What is decentralized identity and why is it important?

Putting existential questions aside, let us consider what it means to have a physical identity or “ID”. Consider the following: when obtaining an identity card from a Department of Motor Vehicles (DMV) in the US, a user can plausibly be issued an ID card with the following documents: a social security card (proof of social security status), a birth certificate (proof of date of birth and name), a bank statement, a payslip (proof of name) and a postmarked letter (proof of address). These documents have a name as a common identifier and can therefore be linked to form this person’s ID.

Note that health records show date of birth and can often be accessed online. So can bank accounts and payslips. A receipt for an e-shopping package, or a shipping tracker is about as good as a postmarked letter. Finally, the US social security administration provides a portal using your SSN on ssa.gov. This is to say that an identity about as “strong” as what is issued by the DMV could be plausibly issued online if we had the ability to access and verify the authenticity of these sources of data.

Assuming such an identity can be generated online, it can be used in much the same way as a physical ID, such as a driver’s license, can be used to avail services. For example, a physical ID card is often needed to create a bank account. Similarly, an online ID could be used to complete “know your customer” (KYC) requirements for creating a cryptocurrency wallet.

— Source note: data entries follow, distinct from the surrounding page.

PR #2998, opened 2024-01-01
Update PHPMailerAutoload.php

SoumitraDas1:
I have got an error:
Fatal error: __autoload() is no longer supported, use spl_autoload_register() instead in D:\xampp\htdocs\test\PHPMailer\PHPMailerAutoload.php on line 45

Then I edit line no 45:
function spl_autoload_register($classname)

Now my error is fixed. 
This reason for this error is
1. SPL autoloading was introduced in PHP 5.1.2
2.  __autoload() is no longer supported So just change the function name

### DIFF
--- a/PHPMailerAutoload.php
+++ b/PHPMailerAutoload.php
@@ -42,7 +42,7 @@ if (version_compare(PHP_VERSION, '5.1.2', '>=')) {
      * Fall back to traditional autoload for old PHP versions
      * @param string $classname The name of the class to load
      */
-    function __autoload($classname)
+    function spl_autoload_register($classname)
     {
         PHPMailerAutoload($classname);
     }


jrfnl:
Hmm... have you read the code around the code you changed ? This is a fallback for old PHP, which can probably be removed, but should definitely **_not_** be changed to `spl_autoload_register()`.

I wonder what is going on with your codebase that this line would get hit as it should only be executed if `PHP_VERSION` < 5.1.2...

Synchro:
This is also in a branch that is no longer supported, so I'm not accepting PRs for it. This issue will only occur if you're running on a newer version of PHP anyway, in which case you should be running a newer version of PHPMailer that doesn't have this issue (the `PHPMailerAutoload.php` file no longer exists).

PR #3000, opened 2024-01-03
Add support for RFC6530, using it only when required.

arnt:
This adds the ability to send email to addresses like grå@grå.org, but preserves phpmailer's old behaviour for all addresses that worked before (such as info@grå.org).

There's one new validator, which is like the W3c validator, but extended to cover EAI. It's sort of based on Firefox' extension of the same validator.

### DIFF
--- a/src/PHPMailer.php
+++ b/src/PHPMailer.php
@@ -661,6 +661,14 @@ class PHPMailer
     protected $ReplyToQueue = [];
 
     /**
+     * Whether the need for SMTPUTF8 has been detected. Set by
+     * preSend() if necessary.
+     *
+     * @var bool
+     */
+    public $UseSMTPUTF8 = false;
+
+    /**
      * The array of attachments.
      *
      * @var array
@@ -1363,6 +1371,7 @@ class PHPMailer
      * * `pcre` Use old PCRE implementation;
      * * `php` Use PHP built-in FILTER_VALIDATE_EMAIL;
      * * `html5` Use the pattern given by the HTML5 spec for 'email' type form input elements.
+     * * `eai` Use a pattern similar to the HTML5 spec for 'email' and to firefox, extended to support EAI (RFC6530).
      * * `noregex` Don't use a regex: super fast, really dumb.
      * Alternatively you may pass in a callable to inject your own validator, for example:
      *
@@ -1432,6 +1441,17 @@ class PHPMailer
                 return (bool) preg_match(
                     '/^[a-zA-Z0-9.!#$%&\'*+\/=?^_`{|}~-]+@[a-zA-Z0-9](?:[a-zA-Z0-9-]{0,61}' .
                     '[a-zA-Z0-9])?(?:\.[a-zA-Z0-9](?:[a-zA-Z0-9-]{0,61}[a-zA-Z0-9])?)*$/sD',
+                    $address
+                );
+            case 'eai':
+                /*
+                 * This is the pattern used in the HTML5 spec for validation of 'email' type form input elements, modified to accept unicode email addresses. This is also more lenient than Firefox' html5 spec, in order to make the regex faster.
+                 *
+                 * @see https://html.spec.whatwg.org/#e-mail-state-(type=email)
+                 */
+                return (bool) preg_match(
+                    '/^[a-zA-Z0-9.!#$%&\'*+\/=?^_`{|}~\x80-\xff-]+@[a-zA-Z0-9\x80-\xff](?:[a-zA-Z0-9\x80-\xff-]{0,61}' .
+                    '[a-zA-Z0-9\x80-\xff])?(?:\.[a-zA-Z0-9\x80-\xff](?:[a-zA-Z0-9\x80-\xff-]{0,61}[a-zA-Z0-9\x80-\xff])?)*$/sD',
                     $address
                 );
             case 'php':
@@ -1567,9 +1587,24 @@ class PHPMailer
             $this->error_count = 0; //Reset errors
             $this->mailHeader = '';
 
+            //The code below tries to support full use of unicode,
+            //while remaining compatible with legacy SMTP servers to
+            //the greatest degree possible: If the message uses
+            //unicode in the localparts of any addresses, it is sent
+            //using SMTPUTF8. If not, it it sent using
+            //pynycode-encoded domains and plain SMTP.
+            if (static::CHARSET_UTF8 === strtolower($this->CharSet) &&
+                ($this->anyAddressHasUnicodeLocalpart($this->RecipientsQueue) ||
+                 $this->anyAddressHasUnicodeLocalpart(array_keys($this->all_recipients)) ||
+                 $this->anyAddressHasUnicodeLocalpart($this->ReplyToQueue) ||
+                 $this->addressHasUnicodeLocalpart($this->From))) {
+                $this->UseSMTPUTF8 = true;
+            }
             //Dequeue recipient and Reply-To addresses with IDN
             foreach (array_merge($this->RecipientsQueue, $this->ReplyToQueue) as $params) {
-                $params[1] = $this->punyencodeAddress($params[1]);
+                if (!$this->UseSMTPUTF8) {
+                    $params[1] = $this->punyencodeAddress($params[1]);
+                }
                 call_user_func_array([$this, 'addAnAddress'], $params);
             }
             if (count($this->to) + count($this->cc) + count($this->bcc) < 1) {
@@ -2163,6 +2198,7 @@ class PHPMailer
         $this->smtp->setDebugLevel($this->SMTPDebug);
         $this->smtp->setDebugOutput($this->Debugoutput);
         $this->smtp->setVerp($this->do_verp);
+        $this->smtp->setSMTPUTF8($this->UseSMTPUTF8);
         if ($this->Host === null) {
             $this->Host = 'localhost';
         }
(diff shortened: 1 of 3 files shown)


src/PHPMailer.php
```diff
@@ -660,6 +660,14 @@ class PHPMailer
      */
     protected $ReplyToQueue = [];
 
+    /**
+     * Whether the need for SMTPUTF8 has been detected. Set by
+     * preSend() if necessary.
+     *
+     * @var bool
+     */
+    public $UseSMTPUTF8 = false;
```
Synchro, line 669: One key problem that has stopped me pursuing SMTPUTF8 support in PHPMailer is that you can't tell ahead of time if the server supports it, so while you might provide UTF8 addresses that are valid during message construction, if the server doesn't support it it's not going to work. [RFC6531](https://www.rfc-editor.org/rfc/rfc6531#section-3.2) says the downgrade method is up to the MSA (i.e. PHPMailer), but how it should be handled is not defined, and it's not a simple problem to solve. Unfortunately the only reliable approach is to avoid using it altogether, which is where I've been sitting!

src/PHPMailer.php
```diff
@@ -4271,6 +4307,35 @@ public static function isValidHost($host)
...
     }
 
+    /**
+     * Check whether the supplied address uses unicode in the localpart.
+     *
+     * @return bool
+     */
+    public function addressHasUnicodeLocalpart($address)
+    {
+        return (bool) preg_match( '/[\x80-\xFF].*@/', $address);
```
Synchro, line 4317: Is this a reliable pattern? An address can contain multiple @ symbols if they are quoted, so this might match an address like `"user@host@näme"@example.com"` more by luck than design. I can't think of a non-matching address right now though.

src/PHPMailer.php
```diff
@@ -4271,6 +4307,35 @@ public static function isValidHost($host)
         return filter_var('http://' . $host, FILTER_VALIDATE_URL) !== false;
     }
 
+    /**
+     * Check whether the supplied address uses unicode in the localpart.
+     *
+     * @return bool
+     */
+    public function addressHasUnicodeLocalpart($address)
```
Synchro, line 4315: I'd prefer these new methods to be `protected` - it's not necessary to make them part of the public API as they are only intended for internal use.

src/SMTP.php
```diff
@@ -905,7 +914,15 @@ protected function parseHelloFields($type)
      * $from. Returns true if successful or false otherwise. If True
      * the mail transaction is started and then one or more recipient
      * commands may be called followed by a data command.
-     * Implements RFC 821: MAIL <SP> FROM:<reverse-path> <CRLF>.
+     * Implements RFC 821: MAIL <SP> FROM:<reverse-path> <CRLF> and
+     * two extensions, namely XVERP and SMTPUTF8.
+     *
+     * The server's EHLO response is not checked. If use of either
```
Synchro, line 920: I mentioned this earlier. You can check if the mail server supports an extension by looking in the `SMTP::$server_caps` array after EHLO has happened, like this:

    array_key_exists('SMTPUTF8', $this->server_caps)

test/PHPMailer/PHPMailerTest.php
```diff
@@ -1191,6 +1191,46 @@ public function testDuplicateIDNRemoved()
...
+    public function testSmtpUTF8()
+    {
+        //No reason to use SMTPUTF8
+        $this->Mail->isSMTP();
+        $this->Mail->addAddress('foo@example.com', '');
+        $this->Mail->preSend();
+
+        //Using a punycoded domain is enough
+        self::assertFalse($this->Mail->UseSMTPUTF8);
+        $this->Mail->addAddress('foo@motörhead.example', '');
```
Synchro, line 1215: I like to avoid characters like ö for testing UTF-8 support because they are also valid in ISO8859 charsets. The classic example is `Iñtërnâtiônàlizætiøn`, which is quite useless as all of its chars are also in 8859-1! Maybe something radically non-ISO, like 😱?

Synchro (commented):
Thanks for this – SMTPUTF8 support is something that's been wanted for a while, but I've been avoiding as I have not wanted to deal with the support issues it will inevitably cause when connecting to servers that don't support it, and also because I've wanted to avoid a half-hearted solution that only supports UTF-8 in addresses, not in all headers (which is what Symfony Mailer does).

However, I'm willing to persevere with your approach, especially since you wrote tests too :)

test/PHPMailer/PHPMailerTest.php
jrfnl: Let me know if you need some more test data (or have a look here for some samples you can build on: https://github.com/PHPCSStandards/PHPCSUtils/blob/develop/Tests/Utils/Orthography/FirstCharTest.php)

Talking about the tests - those could maybe do with some expanding / these methods getting their own test file ? With a `@covers` tag too ?

src/PHPMailer.php
```diff
@@ -1434,6 +1443,17 @@ public static function validateAddress($address, $patternselect = null)
                     '[a-zA-Z0-9])?(?:\.[a-zA-Z0-9](?:[a-zA-Z0-9-]{0,61}[a-zA-Z0-9])?)*$/sD',
                     $address
                 );
+            case 'eai':
+                /*
+                 * This is the pattern used in the HTML5 spec for validation of 'email' type form input elements, modified to accept unicode email addresses. This is also more lenient than Firefox' html5 spec, in order to make the regex faster.
```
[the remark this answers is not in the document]
arnt: Oh, did you? In that case I wouldn't mind having a chat about how it might be updated to cover EAI, if you have a spare half hour sometime. That github issue isn't going anywhere.

src/PHPMailer.php
arnt: That part of 6531 is IMO not quite as well written as it could be.

When you walk through the various cases, the only one where a downgrade is both possible and better than an available alternative is MSA-time downgrade of the sender address. That's not a terribly relevant case for phpmailer (like for for mikel-mail, smtplib, javamail, or Sendgrid, Mailchimp, etc).

IMO, the kind of software that typically calls phpmailer is best served by using noreply@asciidomain as sender address and trusting the caller to supply the actually desired recipient address. Some phpmailer users might be seen as MSAs that could respond to errors by picking a different sender address, but that decision is IMO solidly outside phpmailer's scope.

Perhaps I should comment about how others do it... Ruby, Python and Java all have libraries that raise exceptions when something doesn't work. If the server refuses to play because we don't have the right password, they throw an exception. If the server won't relay because of a misconfiguration, another exception. The javamail/net-smtp/smtplib user is expected to catch the exceptions. I grepped around github to see what callers responded to those exceptions and didn't find any that distinguished between missing SMTPUTF8 and other exceptions.

So if it's bulk mail being generated from a database query, missing SMTPUTF8 will just add the relevant address to the list of undeliverable addresses. If it's a contact form, missing SMTPUTF8 will show up as the same error as if the server rejects the message (e.g., Postfix can reject unknown domains at injection time).

src/PHPMailer.php
arnt: I believe it to be correct for all valid addresses. `.*` is greedy, so `[\x80-\xff]` will match any non-ASCII byte before the last `@` in the address.

If you feed it garbage (such as a grå@grå.org encoded as cp865 instead of utf8), it'll return true even if the localpart doesn't contain unicode (it contains cp865). GIGO; cp865 isn't valid in email addresses. I don't think the PHP language/runtime gives us a really great option in this case.

src/PHPMailer.php
arnt: Will do. Do you prefer force-push or another commit?

Synchro: I'm fine with force push for PRs.

test/PHPMailer/PHPMailerTest.php
arnt: What, you're not a Motörhead fan? I'll change to Spın̈al Tap! The n̈ is in unicode, but not in any 8859 variant.

I'd rather not use emoji or anything else that's blocked in public TLDs, bad examples leads to FAQs for me at work. (Emoji are banned in general, because second-level domains should be distinguishable and many emoji pairs look confusingly similar.)

src/SMTP.php
arnt: The check is easy, the next line is the question. I considered throwing an exception, but decided against it for the moment.
 - I didn't want to have SMTPUTF8 behave differently from XVERP in that function
 - Changing XVERP would change existing functionality (that noone should depend on, but...)
 - Callers can disable exceptions anyway

I could of course call setError(), like how sendCommand() would do when the `MAIL FROM` fails. Shall I?

arnt:
Hi,

I force-pushed with most things fixed. Remaining issues:
1. The code doesn't check whether SMTPUTF8 is supported before using it, to be similar to XVERT and because it doesn't make a difference (it only saves one roundtrip before throwing an exception).
2. There's no attempt at downgrading. There can't very well be, phpmailer isn't given enough information by its caller.

I could change both of these at once… I could add a callback with which phpmailer would ask its caller to downgrade. The default value would be a function that returns `<>` if it's the sender and throws an exception if it's a recipient address. Of course I'd add unit tests to make sure ascii@idn works. Does that sound good do you? Do you think you might merge that?

arnt:
The more I think about it, the better I like that approach.

PrOgramm3r1:
Unsubscribe

mschandrau:
l,

kmk142789 (approved):

arnt:
I'll close this pull request since the same code was merged in #3104 (with signed commits and a little extra code).

PR #3020, opened 2024-02-19
Fix cannot access protected method

Yurunsoft:


Synchro:
Thanks. It would have been helpful to have a failing test showing why this was needed.

PR #3027, opened 2024-03-02
Add urdu language support

saqibsra:


saqibsra:
Add urdu language file

PR #3032, opened 2024-03-12
[smtp_code_ex] bad encoding

nenge123:
add `mb_convert_encoding` convert


Synchro:
Why is this needed?

Separately, I avoid using `function_exists` because it's often blocked in shared hosting PHP configs; check for a defined constant instead.

joangava (approved):

joangava (approved):

joangava (approved):

Issue #3031, opened 2024-03-08
Add the possibility of changing @phpmailer.0 string in asHtml method when composing image cid.


Matslom:
Hello,

There is a hard coded string in https://github.com/PHPMailer/PHPMailer/blob/master/src/PHPMailer.php#L4418 and https://github.com/PHPMailer/PHPMailer/blob/master/src/PHPMailer.php#L4452 which leaks server/app details. For security reasons, we should be able to change this to a custom one, like other headers.

Currently, only way to do that, is to override the entire msgHTML method. Is there a chance to introduce a more flexible approach in the library?

Synchro:
How do you see this as a risk? What threat model do you foresee as applying to it? Neither of these uses are headers. Also bear in mind that `msgHTML` is purely a convenience function that you don't need to use at all. How would you change the ID generation, bearing in mind that even a random string would be readily fingerprintable?

Synchro:
I fixed some small issues in the PR, it's now merged, will be in the next release.

PR #3036, opened 2024-03-15
Add cid default domain

mariuszkrzaczkowski:
In reference to issue [3031](https://github.com/PHPMailer/PHPMailer/issues/3031), I have prepared a patch


Synchro:
This is simple, but it opens the door for people setting it to an empty string, something too long, containing spaces, or other invalid value, which would result in invalid cids. I'd suggest either making it protected and using a setter method, or validating the value before using it, and if it's invalid, reverting to a fixed (but valid) string. Also, this needs test coverage.

Synchro:
Another thought: this issue only occurs inside `msgHTML()`, so it would seem sensible to add it as an optional param to that method. That way we don't need a new property (we already have too many), and can inline the validation for it, so don't need a new method either.

mariuszkrzaczkowski:
I've added some corrections, check them out

Synchro:
While that's much neater, the default of `a` for the domain is as identifiable as the original `phpmailer.0` default so it's not solving much from a security perspective (though obviously it is if you populate the parameter). Also I recall that there was something that required a `.` within the domain part, so that it would parse as a domain, but didn't need to actually exist, hence the current `.0`.

mariuszkrzaczkowski:
To make it work automatically, maybe let's set $cid_domain to the sender's domain from $this->From ?

mariuszkrzaczkowski:
maybe something like that?
```php
    public function msgHTML($message, $basedir = '', $advanced = false)
    {
        $cid_domain = '@phpmailer.0';
        if (filter_var($this->From, FILTER_VALIDATE_EMAIL)) {
            //prepend with a character to create valid RFC822 string in order to validate
            $cid_domain = substr( $this->From, strpos( $this->From, '@') + 1);
        }

        preg_match_all('/(?<!-)(src|background)=["\'](.*)["\']/Ui', $message, $images);
```

mariuszkrzaczkowski:
Any comment on this?

Synchro:
Apologies for the late response. That's a much better idea, and I'm looking at doing that.

joangava (approved):

joangava (approved):

Shinogreat (approved):

kmk142789 (approved):

mariuszkrzaczkowski:
there is acceptance, so it will be merged?

Synchro:
No, because the implementation that's in here still has problems, the suggested (better) alternative is not in the PR, and it's not covered by tests. You could fork the PR if you want to improve it.

Separately, splitting the domain from the location part using `strpos( $this->From, '@')` will not work as an address can contain multiple `@` characters; `strrpos( $this->From, '@')` (starting from the right-hand side) is safer.

mariuszkrzaczkowski:
multiple `@` characters will not pass filter_var

mariuszkrzaczkowski:
I corrected PR

Synchro:
> multiple `@` characters will not pass filter_var

They need to be quoted, like `"a@b"@example.com`, which passes filter_var. You can see that using `strpos` to split that would extract `b"@example.com` as the domain, which is wrong.

mariuszkrzaczkowski:
corrected PR

jrfnl:
Hmm.. if I look at the diff for this PR, it looks like some merge-backs or rebases went wrong... ?

Synchro:
> Hmm.. if I look at the diff for this PR, it looks like some merge-backs or rebases went wrong... ?

No, I think it's just that there have been a lot of changes in master since the fork, and I just merged them in.

jrfnl:
> > Hmm.. if I look at the diff for this PR, it looks like some merge-backs or rebases went wrong... ?
> 
> No, I think it's just that there have been a lot of changes in master since the fork, and I just merged them in.

But merging those in, should remove them from the diff in this PR, Not add them to it (as they are already in `master`).

Synchro:
Don't know? It ends up with the same set of changes either way? All I did was merge master into this branch.

jrfnl:
Thanks @mariuszkrzaczkowski for fixing that diff!

mariuszkrzaczkowski:
no problem, it's great that you managed to solve the reported problem

Issue #3045, opened 2024-04-05
edebug() should probably also get ride of "\r\n" when using LoggerInterface


axi:
# Problem description
Using LoggerInterface, I don't see why we should have the SMTP::LE chars passed to the debug method

``` 
    protected function edebug($str)
    {
       ...
       if ($this->Debugoutput instanceof \Psr\Log\LoggerInterface) {
            $this->Debugoutput->debug($str);

            return;
        }
``` 
In my case, with Monolog\Formatter\LineFormatter and a $allowInlineLineBreaks = true, I was seeing logs with an empty line between each log line

```  
[2024-03-14T15:44:05.083183+00:00] logger.DEBUG: CLIENT -> SERVER: 
  
[2024-03-14T15:44:05.083250+00:00] logger.DEBUG: CLIENT -> SERVER: .
  
[2024-03-14T15:44:05.247371+00:00] logger.DEBUG: CLIENT -> SERVER: QUIT
```  

Setting $allowInlineLineBreaks to false solved it but I don't thing this is usefull.

Using same preg_replace as 'html' and 'echo' cases would give this:
``` 
       if ($this->Debugoutput instanceof \Psr\Log\LoggerInterface) {
            $this->Debugoutput->debug(preg_replace('/[\r\n]+/', '', $str));

            return;
        }
``` 

Should I propose a PR for that ?

Synchro:
Yes, that seems reasonable, go ahead with a PR.

PR #3047, opened 2024-04-08
Remove potential ending line break when using edebug() with LoggerInterface

axi:
This PR is for #3045.

### DIFF
--- a/src/SMTP.php
+++ b/src/SMTP.php
@@ -280,6 +280,8 @@ class SMTP
         }
         //Is this a PSR-3 logger?
         if ($this->Debugoutput instanceof \Psr\Log\LoggerInterface) {
+            //Remove ending line breaks potentialy added by calls to SMTP::client_send()
+            $str = preg_replace('/[' . static::LE .']+$/', '', $str);
             $this->Debugoutput->debug($str);
 
             return;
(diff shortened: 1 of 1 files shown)


src/SMTP.php
```diff
@@ -280,6 +280,8 @@ protected function edebug($str, $level = 0)
         }
         //Is this a PSR-3 logger?
         if ($this->Debugoutput instanceof \Psr\Log\LoggerInterface) {
+            //Remove ending line breaks potentialy added by calls to SMTP::client_send()
+            $str = preg_replace('/[' . static::LE .']+$/', '', $str);
```
Synchro, line 284: Instead of that `static::LE`, this should use an explicit `\r\n` as we are matching individual meta characters in a character class, not a literal string. `static::LE` contains a literal `"\r\n"` which represents actual CR and LF chars, not their meta-equivalents. Basically do what the other debug output options do.

Synchro: This would also fail the code style check, which requires spaces either side of string concat `.` chars, but that's academic as you won't need to do concat with the above change.

src/SMTP.php
```diff
@@ -280,6 +280,8 @@ protected function edebug($str, $level = 0)
         }
         //Is this a PSR-3 logger?
         if ($this->Debugoutput instanceof \Psr\Log\LoggerInterface) {
+            //Remove ending line breaks potentialy added by calls to SMTP::client_send()
+            $str = preg_replace('/[\r\n]+$/', '', $str);
```
jrfnl, line 284: Just wondering - could/should this be simplified to `rtrim($str, "\r\n")` ?

Synchro: Yep, that seems reasonable – and it could be used in the other cases as well. I expect it will be marginally faster, but I don't think optimising debugging output is really something to worry about!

Currently, on the internet, a user’s identity consists of a unique identifier, along with some statements, or data “stapled” to the identifier. All this data is generated by a single source and controlled by that source. For example, an online healthcare system uses a patient’s health insurance card number as her identifier and stores the associated name and demographic data, along with all her test results and medical visits.

These existing systems are problematic in many ways. Firstly, the use of such identity is often limited to the provider that issues it. Even if identity on one site can be proven to others (e.g., using third-party login via OAuth), user privacy is lost in the process since the resulting identity data is heavily monetized in ways users have limited control over. The second serious drawback of server-controlled identity is that it places the responsibility of protecting the private, personally identifiable information of users in the hands of online providers. Naturally, this has led to a long list of devastating breaches. For instance, the data of 143 million customer credit cards leaked in the Equifax breach (2017), the details of 3 billion user accounts leaked in Yahoo breach (2013), etc.

Backlash against handling of personal data by large tech firms has recently given rise to a new method of identity management, known as self-sovereign identity (or) decentralized identity. Such an identity would not have to be linked to a single centralized data source, which is one aspect of what makes it decentralized.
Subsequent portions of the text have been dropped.